When new clades are added please modify the `CLADES` definitions in the script accordingly.

### Environment variables

No environment variables are required for open data.
However, the following environment variables are required for the gisaid data:

- `AWS_DEFAULT_REGION`
- `AWS_ACCESS_KEY_ID`
- `AWS_SECRET_ACCESS_KEY`

#### Uploads

If running pipeline with uploads to S3, the following environment variables are required (regardless of data provenance):

- `AWS_DEFAULT_REGION`
- `AWS_ACCESS_KEY_ID`
- `AWS_SECRET_ACCESS_KEY`

#### Slack notifications

If running pipeline with Slack notifications, the following environment variables are required:

- `SLACK_CHANNELS`
- `SLACK_TOKEN`

[nextstrain/ncov-ingest]: https://github.com/nextstrain/ncov-ingest

## USA-specific models

Using a modified version of this workflow, we produce USA-specific clade frequency estimates to contribute to [the SARS-CoV-2 variant nowcast hub](https://github.com/reichlab/variant-nowcast-hub/).
To run this version of the workflow, provide the additional `config/variant_hub.yaml` configuration file as shown below and specify the `push_all_hub_submission` workflow target.
These additional configuration details tell the workflow to run models for states in the USA, produce a parquet file with posterior samples of clade frequencies per location and date, and push the resulting file to a new branch in [the Nextstrain organization's fork of the variant-nowcast-hub repository](https://github.com/nextstrain/variant-nowcast-hub/).

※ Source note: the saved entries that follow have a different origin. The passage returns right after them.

PR #20745, opened 2026-08-06
Clarify that creator grants apply to machine tokens

jkodroff:
The RBAC docs described creator grants as something only a user receives, so it was ambiguous who holds the automatic Stack Admin grant when a stack is created with an organization or team token.

## Changes

- `rbac/_index.md` — creator grants now cover machine tokens, not just people; adds how to remove the grant or change the stack owner
- `rbac/roles.md` — defines "creator grant" where **Stack permissions** used the term bare
- `access-tokens.md` — disambiguates "the stack creator" for a machine token

## Scope

This addresses the creator-grant accuracy portion of #20493 only. The service principal documentation requested in that issue is deliberately out of scope: the feature is gated behind a default-off LaunchDarkly flag (`46739-service-principals`), so it is not yet observable by customers. Details in a comment on the issue.

Refs #20493

PR #19944, opened 2026-06-29
Note that team tokens carry org-wide default permissions

jkodroff:
## Description

Documents that **team tokens also carry the organization's default Member permissions** — the baseline access configured in [Organization-wide role settings](/docs/administration/access-identity/rbac/roles#organization-wide-role-settings) — on top of the roles assigned to their team.

Previously the docs described a team token's permissions only as *the union of the roles assigned to that team*, which could mislead a reader scoping automation to a single team's resources (e.g. a team token can read every stack in the org when the org default stack access is set to **Read**).

## Changes

- `content/docs/administration/access-identity/access-tokens.md` — add an `info` note to the "What team tokens can do" section with a concrete example.
- `content/docs/administration/access-identity/rbac/_index.md` — extend the "Team tokens" principal bullet in "Where roles apply" to stay consistent.

## Notes

- Content-only change; `make lint` passes.
- Standard `{{% notes %}}` callout, dark-mode safe.

Fixes #19942

🤖 Generated with [Claude Code](https://claude.com/claude-code)

PR #20798, opened 2026-08-10
Document the creator-grant caveat for machine tokens

jkodroff:
A token that creates a stack holds a permanent, additive creator grant of Stack Admin on it, so a long-lived automation token accumulates admin access to every stack it has created — and no role, org-wide setting, or tag-based rule takes that back. This is intended behavior, but it surprised a customer who expected an ABAC rule to confine a team token to matching stacks.

## Changes

- `rbac/_index.md` — Creator grants: the accumulation problem for machine tokens, and the recommended hand-off.
- `rbac/roles.md` — a warning callout under Tag-based rules (ABAC) that tag rules only *grant* and cannot confine a principal to the resources they match, plus a new "Stack ownership in automation" best practice.
- `access-tokens.md` — extends the existing creator-grant security bullet with persistence and the hand-off.
- `least-privilege/_index.md` — new "Hand off ownership of stacks your automation creates" subsection under CI/CD, and the Summary bullet.

Scoped to stacks only; makes no claim about ESC environments or Insights accounts. Complements #19944 and #20745.

Refs pulumi/pulumi-service#45326, #20493


CamSoper (approved):
Looks right, approved (or you can wait for @djgrove )

PR #20799, opened 2026-08-10
Fix outcome scraper decoding gh --jq output twice

CamSoper:
## The bug

`fetch_pinned_bodies()` in `scrape-review-outcomes.py` assumed `gh api --jq '... | @json'`
double-encodes and decoded twice:

```python
obj = json.loads(json.loads(line))   # gh emits ONE single-encoded object per line
except (json.JSONDecodeError, TypeError):
    continue                          # every line lands here
```

`gh` emits a single-encoded JSON object per line, so the inner `json.loads` returns a
`dict`, the outer one raises `TypeError`, the bare `except` swallows it, and the function
returns `[]` for **every** PR. `scrape_pr()` reads an empty body list as "this PR has no
pinned review", so the failure renders as `status: no_review_data` rather than as an error.

## Blast radius

Present since the file shipped in #20153 (2026-07-09) — **32 days / 5 weekly digests**
(2026-07-13, 07-20, 07-27, 08-03, 08-10; all six scheduled runs went green).

Everything downstream of the scraper has been reporting zeros:

| consumer | effect |
|---|---|
| `scripts/weekly-digest/digest.py` → `collect_review_outcomes()` | `available: True` with an all-zero aggregate. It only degrades to `available: False` on a *crash*, and this never crashed. |
| Weekly digest (`.github/workflows/weekly-digest.yml`, Mondays 14:00) | 5 digests carried "0 fixed / 0 conceded / 0 disputed" as if the reviews had no outcomes. |
| Quarterly `--stats` tuning report (docs-review `SKILL.md`) | Same scraper, so any run in this window produced an empty per-verdict fix/concede/ignore table. |

What those digests should have carried, re-scraped with the fix over the same window:

- **137** review-labeled PRs with pinned reviews (19 genuinely had none)
- **333** classified human findings — 47 fixed, 10 conceded, 17 ignored-outstanding, 155 ignored-low-confidence, 104 unconfirmed-at-merge
- **190** style findings, **10** dispute events, **6** PRs merged with outstanding findings

Nothing was corrupted and no state was written — this is lost observability, not lost data.
Re-running the scraper over any past window now reconstructs it, because the pinned comment
is the ledger.

## Why the tests didn't catch it

`test_fetch_pinned_bodies_filters_and_orders` built its fake `gh` output with
`json.dumps(json.dumps(row))` — the same wrong assumption as the decoder. The test
exercised the bug and passed. It's the only test that touches this boundary, and it
pinned the defect in place.

## The fix

1. `_decode_gh_json_line()` decodes once (gh's real shape) and falls back to the
   double-encoded form, so a future wrapping `gh`/`jq` wouldn't regress.
2. The test fixture now emits gh's actual single-encoded output, with the double-encoded
   form kept as a separate compatibility case.
3. **Stop conflating "nothing decoded" with "no review data."** A payload where every line
   fails to decode now raises instead of returning `[]`. A PR with no pinned review still
   legitimately yields zero bodies; a wire-format change now surfaces as a failed digest
   section instead of a tidy row of zeros. That conflation is the reason this ran silently
   for five weeks, and it's the part worth keeping.

## Verification

- `pytest test_scrape_review_outcomes.py` — 15 passed (3 new)
- `--self-test` — passes
- Live: `--pr 20240` now scrapes 1 fixed + 1 ignored_low_confidence; previously `no_review_data`
- Live: `--closed-since 2026-07-09` scrapes 137 PRs; previously 0

Found while building a benchmark of the `#update-review` lane, which needed real dispute
base rates from this scraper.

### DIFF
--- a/.claude/commands/docs-review/scripts/scrape-review-outcomes.py
+++ b/.claude/commands/docs-review/scripts/scrape-review-outcomes.py
@@ -39,7 +39,11 @@ like any outstanding finding, so they ARE outcome-classified.
 This is a telemetry READER, never a gate: unparseable or legacy comment
 formats degrade to `parse_confidence: "low"` (counts-only) or
 `status: "no_review_data"`, and the aggregate reports how often that happened
-so silent degradation stays visible.
+so silent degradation stays visible. One case is NOT a degradation: a comment
+payload where nothing decodes at all means the wire format moved, not that the
+PR went unreviewed. That is `status: "decode_failed"` with its own aggregate
+column (`prs_decode_failed`) — a window scrape still returns every other PR's
+data, and `--pr` exits nonzero.
 
 Usage:
   scrape-review-outcomes.py --pr 20123 [--repo owner/repo]
@@ -169,6 +173,15 @@ def _decode_gh_json_line(line: str) -> dict | None:
     return obj if isinstance(obj, dict) else None
 
 
+class CommentDecodeError(RuntimeError):
+    """No line of a PR's comment payload decoded — the wire format moved.
+
+    Distinct from "this PR has no pinned review", which is an ordinary,
+    expected result. Raised per PR; `scrape_pr` converts it into a
+    `decode_failed` record so one unreadable PR can't abort a window scrape.
+    """
+
+
 def fetch_pinned_bodies(repo: str, pr: int) -> list[str]:
     """Return the bodies of every CLAUDE_REVIEW N/M comment, ordered by N.
 
@@ -196,10 +209,10 @@ def fetch_pinned_bodies(repo: str, pr: int) -> list[str]:
     # payload where NOTHING decoded is a different thing entirely -- the wire
     # format moved -- and must not be reported as "this PR has no review data".
     # That conflation is exactly how this went unnoticed: the decoder assumed
-    # the wrong encoding, every line raised, the bare except swallowed it, and
-    # 100% scrape failure rendered as a tidy row of zeros.
+    # the wrong encoding, every line raised, the except clause swallowed it,
+    # and 100% scrape failure rendered as a tidy row of zeros.
     if lines and undecodable == len(lines):
-        raise RuntimeError(
+        raise CommentDecodeError(
             f"could not decode any of {len(lines)} comment records for {repo}#{pr}; "
             f"`gh api --jq '... | @json'` output is not in a recognized form. "
             f"First line: {lines[0][:120]!r}"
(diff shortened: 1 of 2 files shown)


CamSoper:
@claude #update-review

Both findings addressed in e7e5aa6. Detail on each, including one place I went a different way than suggested.

**🚨 [L201] — `RuntimeError` aborts the whole `--closed-since` window.** Correct, and the sharper version of the point is that it reproduces the exact failure the PR is fixing one level up: `check=True` in `digest.py` turns any nonzero exit into `{"available": False}`, so a single unreadable PR would mute the outcomes section entirely. The raise itself stays — "nothing decoded" really isn't "no review data" — but it's now a typed `CommentDecodeError` that `scrape_pr` converts into a `decode_failed` record and keeps going.

It also gets its own `prs_decode_failed` column rather than being counted with `prs_no_review_data`, which is the part I'd have gotten wrong following the suggestion literally: `aggregate` treats *any* non-`scraped` status as no-review-data, so returning the new status without a new column would have rebuilt the same conflation in a different spot.

**One deliberate divergence.** The suggestion was to keep the raise on the `--pr` path so a traceback surfaces there. I split it by what each path has to lose instead: `--pr` exits nonzero (the record still prints, with `detail` — no partial result worth protecting), and the window path exits **zero** with a stderr warning. A nonzero exit on the window path would discard 130-odd good records to report that one was unreadable, and `digest.py` would mute the section — which is the finding again. The count rides in the aggregate where the digest can render it.

**⚠️ [L199] — "bare except".** Right, and it's not a nitpick: the deleted lines are `except (json.JSONDecodeError, TypeError):`. Calling it bare misattributes the cause, and the cause is the interesting part — the handler was targeted at exactly the exception the wrong assumption produced, which is why it looked deliberate and survived review. Comment reworded, slightly differently from the suggestion so it says that rather than just dropping the word.

**💡 [L225] — nothing in CI runs these tests.** Confirmed, and it's the finding with the longest tail: the original fixture double-encoded, so it validated the bug rather than `gh`'s output, and nothing would have caught that even if someone had noticed. Leaving it out of scope here, but I added the `decode_failed` case to the script's embedded `--self-test` as well as to pytest, since `--self-test` needs no test runner and is the more likely thing to get wired up first.

Verified live after the change: `--pr 20240` scrapes clean, and `--closed-since 2026-08-01` returns 59 scraped / 7 no-review-data / **0 decode-failed** across 66 PRs. 17 tests pass, `--self-test` passes, `make lint` clean.

PR #20801, opened 2026-08-10
Hold an evidence-spine floor on review refreshes, and move the lane to opus-5 medium

CamSoper:
Makes it impossible for a review refresh to publish without its evidence spine, and moves the re-entrant lane to `claude-opus-5 --effort medium`.

The floor is the larger half. The model change reduces how often the failure happens; the floor stops it happening at all — and it's what makes a later move back to Sonnet safe to evaluate on its merits rather than on which model drops the trail least.

## The bug

`pinned-comment.sh upsert` is a transport. It splits the body it's handed, stamps markers, and PATCHes the existing comments in place. It fetches those comments' **IDs, never their bodies** — so nothing in the system compares what's about to be published against what's already there. A refresh that re-renders the review without its 🔍 Verification trail publishes cleanly and the job goes green.

On `claude-update.yml` that loss is permanent. The lane does a fresh shallow checkout and runs only Vale, so there are no claims artifacts to rebuild from, and the comment it just overwrote was the only copy. Later refreshes merge from the damaged body, so it compounds.

Campaign [`2026-08-10-update-lane-model-config`](https://github.com/pulumi/docs-review-benchmarks) measured it at **1 in 6 chained refreshes** on the shipping configuration and **3 in 6** at `--effort low` — one of those collapsing a 40-line trail to 11 lines and then holding exactly 11 through the next refresh, because the floor it was checked against had moved down with it.

## The fix

`splice-spine.py` restores the three sections that describe the review's own *investigation* rather than the findings' *state*, when a re-render shrank them:

| section | shrink test |
| :--- | :--- |
| 🔍 Verification trail | fewer parsed trail records than the prior body |
| Investigation log | fewer of the 8 mandatory bullets |
| 📊 Editorial balance | under half the prior section's bytes |

Growth is still allowed. This enforces the render contract's existing **"may add, never drop"** instead of hoping for it — and it closes a hole in the old check, which was relative to the *prior* body and so scored an already-collapsed trail as passing.

**It runs inside `cmd_upsert`,** because that's the only point in the system holding both bodies at once, and it runs *before* `split_body` — so it never sees the continuation-`<details>` artifacts that make a naive fetch → concatenate → re-upsert compound them (the trap documented at `claude-update.yml:506`).

**Unconditionally.** The model composes its own `pinned-comment.sh upsert` command and the Bash allow-list is a prefix match, so a `--spine-floor` flag could simply be omitted — the same reasoning that already makes the ✏️ marks workflow-written. `SPLICE_SPINE=0` opts out and doesn't match the allow-list pattern, so it's reachable by a human or a workflow step and not by the model.

**Scoped by capability, not lane name.** `cmd_upsert_validated` delegates to `cmd_upsert`, so this also runs on the composer lane — where it can be *wrong*: that lane recomposes the trail from `.verified-claims.json` against the current diff, so if an author force-pushes a smaller change and re-requests review, a shorter trail is correct there. Restoring the old one would inject records for lines that no longer exist. The gate tests for claims artifacts: present → the caller owns the trail, stand down; absent → the pinned comment is the only copy, hold.

**Safety posture.** Every ambiguous case no-ops rather than guessing, and any internal failure exits 0 and publishes as rendered. This runs on a body nobody has seen yet, so a wrong repair would corrupt a good review, and a repair pass must never be why a review fails to publish.

## It also measures

A **Report evidence-spine floor** step prints the verdict and raises a `::warning::` on any restore.

That's not decoration. The floor runs from the model's own Bash tool, and claude-code-action doesn't echo tool output into the job log — so without this step a run where the floor held and a run where it never executed look identical. (That bit me during the fork test: correct output, no way to tell what produced it.)

More usefully: **every warning is a live instance of the model dropping the evidence spine** — the rate the campaign had to measure synthetically. The lane now measures it on real traffic for free, and a run of warnings is the argument for revisiting the model config rather than leaning harder on the repair.

## The model change

`claude-update.yml` ran `--model claude-sonnet-5` with no `--effort` — not a measured configuration, but residue: the 2026-07-24 battery shipped `--effort low` on a cost/latency win, and a 2026-07-30 fork A/B reversed the flag six days later when it turned out to strip the spine. Models had never been compared on this lane.

4 arms × 3 reps × 2 chained refreshes, scored deterministically:

| arm | spine intact | trail lines (of 40) | validator viol. | output tok |
| :--- | ---: | ---: | ---: | ---: |
| sonnet-5, no `--effort` (**what ran here**) | 0.833 | 40 | 1.833 | 355,907 |
| opus-5, no `--effort` | 0.833 | 39.8 | 1.167 | 220,511 |
| **opus-5 `--effort medium`** | **1.0** | 40.7 | 2.333 | 154,561 |
| sonnet-5 `--effort low` | 0.5 | 29.5 | 5.667 | 137,513 |

Cost: **$8.14 vs $6.54** — 1.25×, about **$0.27 per refresh**, permanent. (An earlier version of this description said the premium would invert to a ~17% saving on 2026-08-31 when Sonnet 5's introductory rate lapsed. That rate is now Sonnet 5's standing price, so the crossover never happens.) At this lane's observed ~30 runs/week that's on the order of $400/year.

**The quality signal is one cell: 6/6 against 5/6, at n=6.** It isn't statistically separated and no affordable number of reps would separate it. The case is the asymmetry, not the significance — and with the floor in place the asymmetry mostly goes away, which is the point of shipping both together.

`claude.yml` (the ad-hoc `@claude` lane) moves to the same model, so a contributor gets the same capability whichever way they mention `@claude`. Flagged in the comment as an unmeasured job shape — it tracks the decision, it isn't justified by it.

To run this USA-specific workflow locally up through the preparation of each model's parquet file, run the following command.

``` bash
nextstrain build \
--docker \
. \
--configfile config/config.yaml config/variant_hub.yaml \
-p \
--forceall \
prepare_all_hub_submissions
```

To run the full workflow which pushes model parquet files to the Nextstrain organization's fork of the hub repository, run the workflow manually through GitHub Actions.